The majority of activity from System you will see will be in disk activity from the lazy writer and other disk accesses. CPU activity from System will be because of kernel activity such as drivers (ISRs/DPCs) and other kernel-level filters (which could include AV file and process filters).
Process Explorer (http://technet.microsoft.com/en-us/sysinternals/bb896653.aspx) can aid in viewing CPU usage across processes, including System. You can use the public Microsoft Symbol Server and this resource to get you started.
If you can take a trace with Xperf (http://msdn.microsoft.com/en-us/performance/cc825801.aspx), I can help you analyze where the CPU time is being spent in the System (kernel) context. Xperf isn't officially supported on XP, but you can take a trace on XP and analyze it on other systems.

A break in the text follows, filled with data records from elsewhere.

PR #15691, opened 2025-07-21
website/docs: change azure ad to entra id

dewi-tik:
## Details

Updates the azure ad doc to entra id. Goes with #15538 which updates the UI

ONLY MERGE AFTER 2025.8 RELEASE

---

## Checklist

-   [x] The documentation has been updated
-   [x] The documentation has been formatted (`make docs`)

PR #15749, opened 2025-07-23
sources: add Telegram source

### LINKED ISSUE #2232: Add Telegram as a social login provider
Telegram offers an authentication mechanism for websites, i've seen some websites that did this --> https///portal.bcc.no. The login page is Auth0 so integrating it is possible

https://telegram.org/blog/login
https://core.telegram.org/widgets/login

I've searched without luck for a keycloak plugin for this function but nobody seems to have investigated it but now that i've come across Authentik project it seems way more suited for it.

atereshkin:
## Details

This implements Telegram social login provider as requested in #2232

Closes #2232

---

## Checklist

If applicable


authentik/sources/telegram/admin.py
```diff
@@ -0,0 +1 @@
+# Register your models here.
```
rissson: We don't use the django admin interface, you can remove this file.

authentik/sources/telegram/models.py
```diff
@@ -0,0 +1,138 @@
...
+    GroupSourceConnection,
+    PropertyMapping,
+    Source,
+    UserSourceConnection,
+)
+from authentik.core.types import UILoginButton
+from authentik.flows.challenge import RedirectChallenge
+
+
+class TelegramSourcePropertyMapping(PropertyMapping):
```
rissson: nit: usually we put the models in this order for sources:
- source
- property mapping
- user source connection
- group source connection

authentik/sources/telegram/models.py
```diff
@@ -0,0 +1,138 @@
...
+    class Meta:
+        verbose_name = _("Telegram Source Property Mapping")
+        verbose_name_plural = _("Telegram Source Property Mappings")
+
+
+class TelegramSource(Source):
+    """Log in with Telegram."""
+
+    bot_username = models.CharField(max_length=255, help_text=_("Telegram bot username"))
+    bot_token = models.CharField(max_length=255, help_text=_("Telegram bot token"))
```
rissson:
```suggestion
    bot_username = models.TextField(help_text=_("Telegram bot username"))
    bot_token = models.TextField(help_text=_("Telegram bot token"))
```
Unless there is a specific reason to limit to 255 characters?

authentik/sources/telegram/models.py
```diff
@@ -0,0 +1,138 @@
...
+    request_access = models.BooleanField(
```
rissson:
```suggestion
    request_message_access = models.BooleanField(
```
just a nit, if it makes sense to be more descriptive?

web/src/admin/sources/SourceWizard.ts
```diff
@@ -4,6 +4,7 @@ import "#admin/sources/oauth/OAuthSourceForm";
 import "#admin/sources/plex/PlexSourceForm";
```
rissson, line 4: You also need to add telegram to `web/src/elements/user/sources/SourceSettings.ts`. This is shown in the user interface, so users can unlink the source from their account.

rissson (changes requested):

website/docs/developer-docs/index.md
```diff
@@ -67,7 +67,8 @@ authentik
 │   ├── ldap - Sync LDAP users from OpenLDAP or Active Directory into authentik
 │   ├── oauth - OAuth1 and OAuth2 Source
 │   ├── plex - Plex source
-│   └── saml - SAML2 Source
+│   ├── saml - SAML2 Source
```
tanberry:
```suggestion
│   ├── saml - SAML2 source
```

tanberry: Both "source" and "provider" should be lower-case... I see we have long had a mix. @atereshkin would you please fix the others, too? :-)

website/docs/sidebar.mjs
```diff
@@ -568,8 +568,9 @@ const items = [
                                 ],
                             },
                             "users-sources/sources/social-logins/mailcow/index",
-                            "users-sources/sources/social-logins/twitch/index",
                             "users-sources/sources/social-logins/plex/index",
+                            "users-sources/sources/social-logins/telegram/index",
+                            "users-sources/sources/social-logins/twitch/index",
```
tanberry, line 575: Thanks for fixing the wrong alphabetization for Twitch!

website/docs/users-sources/sources/social-logins/telegram/index.md
```diff
@@ -0,0 +1,52 @@
+---
+title: Telegram
+support_level: community
+---
+
+Allows users to authenticate using their Telegram account via Telegram application
```
tanberry:
```suggestion
Configuring Telegram as a source allows users to authenticate using their Telegram account credentials within authentik.
```

website/docs/users-sources/sources/social-logins/telegram/index.md
```diff
@@ -0,0 +1,52 @@
...
+
```
tanberry, line 11: Please add a Head2 (##) section for Preparation, and list any pre-reqs, things to be aware of, placeholders for the FQDN, etc.

website/docs/users-sources/sources/social-logins/telegram/index.md
```diff
@@ -0,0 +1,52 @@
...
+## Telegram
+
+To use Telegram as a source, you need to register a Telegram bot first:
```
tanberry:
```suggestion
To use Telegram as a source, you first need to register a Telegram bot:
```

website/docs/users-sources/sources/social-logins/telegram/index.md
```diff
@@ -0,0 +1,52 @@
...
+
+1. Start a chat with `@BotFather` on Telegram.
+2. Use `/newbot` command to create a new bot. Pick a username for your new bot (e.g., `my_bot`).
+   Note the username you've chosen - you'll need it when setting up the source in authentik.
+3. BotFather will provide you with a token for your bot. Make a record of the token as well.
+4. Link the bot to your authentik domain name using `/setdomain` command.
+   Please note that **the domain name must exactly match the FQDN of the authentik installation**.
+
+Now as the bot is configured you can proceed to creating a source in authentik.
```
tanberry:
```suggestion
Now that the bot is configured you can proceed to creating a source in authentik.
```

website/docs/users-sources/sources/social-logins/telegram/index.md
```diff
@@ -0,0 +1,52 @@
...
+
+## authentik
+
+In authentik, go to _Directory_ > _Federation & Social login_ and click _Create_.
```
tanberry:
```suggestion
In authentik, open the Admin interface and go to **Directory** > **Federation & Social login** and click **Create**.
```

tanberry: For UI elements we use bold. Italics are only used for emphasis.

website/docs/users-sources/sources/social-logins/telegram/index.md
```diff
@@ -0,0 +1,52 @@
...
+Select _Telegram source_ and configure your source:
```
tanberry:
```suggestion
Select **Telegram source** and configure your source:
```

website/docs/users-sources/sources/social-logins/telegram/index.md
```diff
@@ -0,0 +1,52 @@
...
+
+- _Name:_ Choose a name
```
tanberry:
```suggestion
- **Name**: Define a name.
```

website/docs/users-sources/sources/social-logins/telegram/index.md
dewi-tik: Here's an example of a modern source doc if you need something to compare against @atereshkin: https://github.com/goauthentik/authentik/pull/15691/files

authentik/sources/telegram/models.py
atereshkin: Both are short strings of the kind of data CharField is meant for. There's definitely a limit on username length in Telegram and the tokens are most likely fixed length.  I just wouldn't want to spend too much time figuring them out since they aren't documented. Plus, if a UI field is auto-generated somewhere (though probably not the case in authentik ATM), an <input> would be more appropriate for both values.
But if our convention is to use TextField for values like that, I'll change that for uniformity.

rissson: Yeah we usually don't bother and just use TextField, it's the same underlying data type in postgres anyway, so performance is not a concern.

website/docs/users-sources/sources/social-logins/telegram/index.md
```diff
@@ -0,0 +1,52 @@
...
+- _Slug:_ Set a slug
```
tanberry:
```suggestion
- **Slug**: Set a slug.
```

website/docs/users-sources/sources/social-logins/telegram/index.md
```diff
@@ -0,0 +1,52 @@
...
+- _Bot username:_ Set the username of your Telegram bot (e.g., `my_bot`)
```
tanberry:
```suggestion
- **Bot username**: Set the username of your Telegram bot (e.g., `my_bot`).
```

website/docs/users-sources/sources/social-logins/telegram/index.md
```diff
@@ -0,0 +1,52 @@
...
+- _Bot token:_ Set the token of your Telegram bot
```
tanberry:
```suggestion
- **Bot token**: Set the token of your Telegram bot.
```

website/docs/users-sources/sources/social-logins/telegram/index.md
```diff
@@ -0,0 +1,52 @@
...
+- _"Request access to send messages from your bot":_ enable this if you need your bot to be able to
```
tanberry:
```suggestion
- **Request access to send messages from your bot**: enable this if you need your bot to be able to
```

tanberry: @atereshkin are the quotation marks actually on the UI? If so please add them back...

website/docs/users-sources/sources/social-logins/telegram/index.md
```diff
@@ -0,0 +1,52 @@
...
+:::note
+For instructions on how to display the new source on the authentik login page, refer to the [Add sources to default login page documentation](../../index.md#add-sources-to-default-login-page).
+:::
+
+## Telegram source property mappings
+
+See the [overview](../../property-mappings/index.md) for information on how property mappings work.
+
+### Expression data
+
```
tanberry, line 48: Can we add a sentence or two in here, explaining why and where these data are used, etc.? Is it useful for creating property mappings, or creating an expression policy, or? And then link to the docs about any relevant tasks.

website/docs/users-sources/sources/social-logins/telegram/index.md
```diff
@@ -0,0 +1,52 @@
...
+The following variables are available to OAuth source property mappings:
+
+- `info`: A Python dictionary containing Telegram user data:
+    - `id` - Telegram user ID
+    - `username` - Username of the user. May not be present
```
tanberry:
```suggestion
    - `username` - Username of the user. Might not be present.
```

website/docs/users-sources/sources/social-logins/telegram/index.md
```diff
@@ -0,0 +1,52 @@
...
+    - `first_name` - First name of the user. May not be present
```
tanberry:
```suggestion
    - `first_name` - First name of the user. Might not be present.
```

website/docs/users-sources/sources/social-logins/telegram/index.md
```diff
@@ -0,0 +1,52 @@
...
+    - `last_name` - Last name of the user. May not be present
```
tanberry:
```suggestion
    - `last_name` - Last name of the user. Might not be present.
```

website/docs/users-sources/sources/social-logins/telegram/index.md
```diff
@@ -0,0 +1,52 @@
...
+    - `photo_url` - URL of the user's profile photo. May not be present
```
tanberry:
```suggestion
    - `photo_url` - URL of the user's profile photo. Might not be present.
```

tanberry: Let's add the same Note that is on most other Source docs at the very end:

:::note 
For instructions on how to display the new source on the authentik login page, refer to the [Add sources to default login page documentation](https://github.com/goauthentik/authentik/blob/main/website/docs/users-sources/sources/index.md#add-sources-to-default-login-page). 
:::

tanberry (changes requested):
Thanks so much @atereshkin for adding the docs for Telegram. A few nits to address please, but looks great, LGTM!!

tanberry:
Oh, also @atereshkin in order to resolve some of the build checks fails, you might need to 1. rebase your local repo on upstream `main` in order to pick up some changes in our build tools, and 2. run `make docs-install` to instlal those new tools/versions.

website/docs/users-sources/sources/social-logins/telegram/index.md
atereshkin: > @atereshkin are the quotation marks actually on the UI? If so please add them back...

@tanberry Not really, so committing this.

authentik/sources/telegram/admin.py
atereshkin: done

authentik/sources/telegram/models.py
atereshkin: done

authentik/sources/telegram/models.py
atereshkin: done

web/src/admin/sources/SourceWizard.ts
atereshkin: done

authentik/sources/telegram/models.py
atereshkin: done

website/docs/developer-docs/index.md
atereshkin: done

website/docs/users-sources/sources/social-logins/telegram/index.md
atereshkin: done

website/docs/users-sources/sources/social-logins/telegram/index.md
atereshkin: done

tanberry (approved):
Thanks @atereshkin !

authentik/sources/telegram/stage.py
```diff
@@ -0,0 +1,48 @@
...
+class TelegramLoginChallenge(LoginChallengeMixin, Challenge):
+    component = CharField(default="ak-source-telegram")
+    bot_username = CharField(help_text=_("Telegram bot username"))
+    request_message_access = BooleanField()
+
+
+class TelegramChallengeResponse(ChallengeResponse):
+    component = CharField(default="ak-source-telegram")
+
+    id = serializers.IntegerField()
```
BeryJu: What is this `id` field for?

authentik/sources/telegram/stage.py
```diff
@@ -0,0 +1,48 @@
...
+    first_name = serializers.CharField(max_length=255, required=False)
+    last_name = serializers.CharField(max_length=255, required=False)
+    username = serializers.CharField(max_length=255, required=False)
+    photo_url = serializers.URLField(required=False)
+    auth_date = serializers.IntegerField(required=True)
```
BeryJu: Minor nit but these field types should be directly imported from `rest_framework.fields` instead of serializers

authentik/sources/telegram/stage.py
```diff
@@ -0,0 +1,48 @@
...
+    hash = serializers.CharField(max_length=64, required=True)
+
+    def validate_auth_date(self, auth_date):
+        if datetime.fromtimestamp(auth_date) < datetime.now() - timedelta(minutes=5):
+            raise serializers.ValidationError(_("Authentication date is too old"))
+        return auth_date
+
+    def validate(self, attrs):
```
BeryJu: type annotations on args and return please

authentik/sources/telegram/views.py
```diff
@@ -0,0 +1,68 @@
...
+    GroupTelegramSourceConnection,
+    TelegramSource,
+    UserTelegramSourceConnection,
+)
+from authentik.sources.telegram.stage import TelegramChallengeResponse, TelegramLoginChallenge
+
+
+class TelegramStartView(View):
+    def get(self, request, source_slug):
+        source = TelegramSource.objects.get(slug=source_slug)
```
BeryJu: need to check for `.enabled` and raise Http404 if its false

authentik/sources/telegram/views.py
```diff
@@ -0,0 +1,68 @@
...
+        plan: FlowPlan = self.request.session[SESSION_KEY_PLAN]
```
BeryJu: Will need to find another solution for this as this URL might be called without any flow in the context

authentik/sources/telegram/stage.py
atereshkin: That's Telegram user id. I just named these fields the same way Telegram calls them. Do you think we should change it to something that makes sense in the context of authentik or would a simple comment suffice?

authentik/sources/telegram/stage.py
atereshkin: Fixed.

authentik/sources/telegram/views.py
atereshkin: Fixed.

authentik/sources/telegram/stage.py
atereshkin: Fixed.

authentik/sources/telegram/stage.py
BeryJu: Ah ok, makes sense, maybe `user_id` since just `id` makes me think database primary key, but no hard feelings on either

authentik/sources/telegram/views.py
atereshkin: @BeryJu could you elaborate a bit? I was assuming all of this happens within the context of a flow. IdentificationStage (which I was assuming to always run within a flow) renders the sources and when the user clicks on Telegram we use RedirectChallenge to send the user to this view which injects a detour. What are the other situations when this might be called?

One radical solution I have in mind is simply placing the Telegram widget (which is actually just a button that opens Telegram authentication popup) straight on the IdentificationStage along normal source buttons. The nice thing about it is that it will solve the need for the user to click a button twice present in the current implementation. We already discussed this with @rissson as a possible future improvement, but the reason I didn't want to do it right away is because it would require refactoring code parts used by other sources (right now there's no way for a source to redefine the behavior of the rendering of the respective button on the IdentificationStage). I thought that might be too bold for a first contribution. But now that there seems to be an issue with the redirect approach, maybe I should go ahead with this one instead?

BeryJu: One solution for this that would work is similarly to the SAML Source: https://github.com/goauthentik/authentik/blob/main/authentik/sources/saml/views.py#L67-L140

Add a pre-authentication flow to the model, and in this view create a plan for that flow and append the telegram stage to it

atereshkin: Just to make sure we are on the same page. If this view is called from within a flow, we are still injecting Telegram login into that flow, correct? Otherwise we'd deprive the users of the ability to configure a custom flow (potentially with some extra stages before and after login) that merely has Telegram as one of the login options. It's only for the cases when they want to link directly to Telegram login that we need a _pre-authentication flow_ setting. Then if there's no flow in the context we'd use that similarly to how SAML source does it. And seems like that setting should be optional since for most users it wouldn't make sense. Does that sound right?

BeryJu: The idea would be that the sources' `ui_login_button` returns a `RedirectChallenge` to this view that initiates the pre_authorization flow and does `plan.append_stage(in_memory_stage(TelegramLoginView))` (which would allow user configured stages to run before telegram. Then after the authentication is done we use the default backend flow logic with either continuing with the authentication or enrollment flow

atereshkin: OK, done that. The only thing is that it caused a bit of code duplication with SAML source because I wanted to keep this change self-contained. Is that the right call, or should I rather do a refactoring right away?

authentik/sources/telegram/stage.py
atereshkin: These field names are actually used as data when doing validation (i.e. they are a part of the string being hashed to check response authenticity). So since you've indicated it's OK I left things as is to avoid introducing special handling of this field.

BeryJu:
@atereshkin pre-authentication flow stuff looks good, resolves the last issue. Could you fix the PR to not include 300+ changed files though? I think something went wrong when merging main into this branch

atereshkin:
> @atereshkin pre-authentication flow stuff looks good, resolves the last issue. Could you fix the PR to not include 300+ changed files though? I think something went wrong when merging main into this branch

Sorry! Fixed.

dewi-tik:
Hope you don't mind, I've edited the documentation to better match our current style guide. Great PR. Looking forward to getting it merged.

atereshkin:
> Hope you don't mind, I've edited the documentation to better match our current style guide. Great PR. Looking forward to getting it merged.

Of course not. Thank you!

BeryJu (approved):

Xperf and Process Explorer should be able to shine a spotlight on exactly the module(s) that are causing the runaway CPU usage. Symbols may not even be necessary to diagnose the problem; simply the module name can often point to the component in question that is slowing down your system. For example, high CPU usage from ndis.sys can point to network interrupts, or activity from modules such as aavmker4.sys can point to AV software (Avast! in this case).
And as always, check if there are any updated drivers and AV software for your system.
In my office, a conflict between Incredibuild and Spyware Doctor's Immunize feature caused similar issues. Turning off Immunize solved it for us.
What anti-virus/malware do you use?
I'm having same hangs when compiling using IncrediBuild in VS2003, on clean Windows 7 without any anti-virus. It worked fine on same box in XP and Vista.